Di tiga lokasi berbeda di Jombang, aksi deklarasi dan mengutuk serangan teror bom yang dilakukan kelompok teroris di Jawa Timur di lakukan.
Aksi deklarasi pertama dilakukan oleh Partai Nasional Demokrat (NasDem) di kantor DPD NasDem Jombang, Senin siang (14/05). Ketua Dewan Pengurus Daerah (DPD) Partai NasDem Jombang, Muklinah Shohib, deklarasi yang dilakukan oleh pengurus DPD NasDem Jombang merupakan bentuk keprihatinan terhadap tindakan kekerasan yang terjadi di Indonesia yang tidak menunjukkan toleransi atas keberagaman.

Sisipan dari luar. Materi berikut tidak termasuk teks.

PR #171, opened 2020-04-13
Feature/issue 161

ebebbington:
Abstracted the logic a user needs to do for:

* rendering basic html files

* rendering html files with dynamic data e.g. `{{ name }}`

* rendering Drash's template engine files

into a new method in `Drash.Http.Response`

As a result, i have added the following:

* Two new properties to `Drash.Http.Response`

* Two new properties for `Drash.Interfaces.ServerConfigs

* Created a 2nd param for `Drash.Http.Response` that uses `Drash.Interfaces.ResponseOptions`, for passing in the new properties in `Drash.Http.Server`

* Created tests for the following:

“Negara kita adalah Negara yang Bhinneka Tunggal Ika, yang terdiri dari berbagai agama dan lain sebagainya, dan kita mempunyai hak hidup yang sama antara satu agama dengan agama yang lain. Partai Nasdem akan berada dibaris depan untuk mendorong pemerintah menyelesaikan masalah ini,” papar Muklinah Shohib kepada sejumlah wartawan, Senin (14/05).

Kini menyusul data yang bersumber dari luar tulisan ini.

Issue #175, opened 2020-04-15
import { Drash } instead of import Drash


crookse:
## Summary

What:

```
import { Drash } from "https://deno.land/x/drash/mod.ts";
```

Why:

- Drash in its current form doesn't work with `deno doc`.
- To export Drash from a `deps.ts` file, you need to do the following:
    ```
    import Drash from 'https://deno.land/x/drash@v0.39.5/mod.ts';
    export { Drash };
    ```

## Acceptance Criteria

- [x] Drash works with deno doc
- [x] Update documentation
- [x] Update tests

crookse:
For the time being, `export { Drash as default } from "url";` should be used.

PR #178, opened 2020-04-15
Issue #175 support deno doc

crookse:
Addresses #175 

This is a breaking change PR. Drash will now need to be imported like ...

```
import { Drash } from "https://deno.land/x/drash/mod.ts";
```

instead of ...

```
import Drash from "https://deno.land/x/drash/mod.ts";
```

### DIFF
--- a/src/compilers/template_engine.ts
+++ b/src/compilers/template_engine.ts
@@ -2,11 +2,31 @@ const decoder = new TextDecoder();
 
 export default class TemplateEngine {
 
+  /**
+   * @description
+   *     A property to hold the base path to the template.
+   *
+   * @property string views_path
+   */
   public views_path: string = "";
+
+  // FILE MARKER: CONSTRUCTOR //////////////////////////////////////////////////
+
+  /**
+   * @description
+   *     Construct an object of this class.
+   *
+   * @param number code
+   *     The HTTP response code associated with this exception.
+   * @param string message
+   *     (optional) The exception message.
+   */
 
   constructor(viewsPath: string) {
     this.views_path = viewsPath;
   }
+
+  // FILE MARKER: METHODS - PUBLIC /////////////////////////////////////////////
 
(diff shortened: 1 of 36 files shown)


ebebbington:
On the commit `[issue-#175-support-deno-doc] test all of the things` (`
3436713`), because the multiple commands to run the tests aren't running if the previous one succeeds (eg `&&`), if the first test command fails and the second one passed wont this mean (for CI) that the tests have passed?

crookse:
> On the commit `[issue-#175-support-deno-doc] test all of the things` (` 3436713`), because the multiple commands to run the tests aren't running if the previous one succeeds (eg `&&`), if the first test command fails and the second one passed wont this mean (for CI) that the tests have passed?

Good point

ebebbington:
> > On the commit `[issue-#175-support-deno-doc] test all of the things` (` 3436713`), because the multiple commands to run the tests aren't running if the previous one succeeds (eg `&&`), if the first test command fails and the second one passed wont this mean (for CI) that the tests have passed?
> 
> Good point

Could chain them together?
```
run one command \
  && run the other \
  && everything checks out
```
Or whatever way looks better, im sure theres a dozen ways to do this

src/compilers/template_engine.ts
```diff
@@ -2,12 +2,32 @@ const decoder = new TextDecoder();
...
+
+  /**
+   * @description
+   *     Construct an object of this class.
+   *
+   * @param number code
+   *     The HTTP response code associated with this exception.
+   * @param string message
+   *     (optional) The exception message.
+   */
```
ebebbington, line 23: Little picky.. but doesn't seem to be a `code` param passed in?

crookse: LOL copy paste.

crookse: fixed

Sementara itu, Ketua MUI Jombang, KH Kholil Dahlan mengatakan, bahwa MUI pusat maupun Jatim sudah mengeluarkan sikap mengenai kejadian teror bom di Jatim.
“Sikap itu antara lain adalah kita harus lebih waspada, sebab kelompok-kelompok teroris itu biasanya muncul karena sebab ketidakwaspadaan kita, kalau kita waspada insyallah tidak akan muncul hal-hal tersebut,” ujar,” Kyai Kholil.
Kyai Kholil menambahkan, kemunculan aksi teror bom yang terjadi di Surabaya Minggu (13/05) disebabkan adanya ketidakwaspadaan dari berbagai pihak.
“Salah satu contoh kemarin di Surabaya muncul bom itu, ketika aparat keamanan dan ketertiban, para ulama fokus ikut kegiatan Istighosah, sehingga hampir semua fokus pengamanan di Polda, kemudian itu meledaknya kan jauh dari Polda, yang paling dekat di jalan Dipenogoro, itu,” tambahnya.
Kata Kyai Kholil, hal tersebut menunjukkan bahwa orang yang merancang aksi teror tersebut sengaja menunggu lengahnya pengawasan oleh aparat keamanan.
” Hal itu menunjukkan bahwa orang yang merancang itu, perkiraan saya muncul waktunya tepat waktunya disesuaikan diwaktu istighosah itu, jadi mencari kelengahan,” tandasnya.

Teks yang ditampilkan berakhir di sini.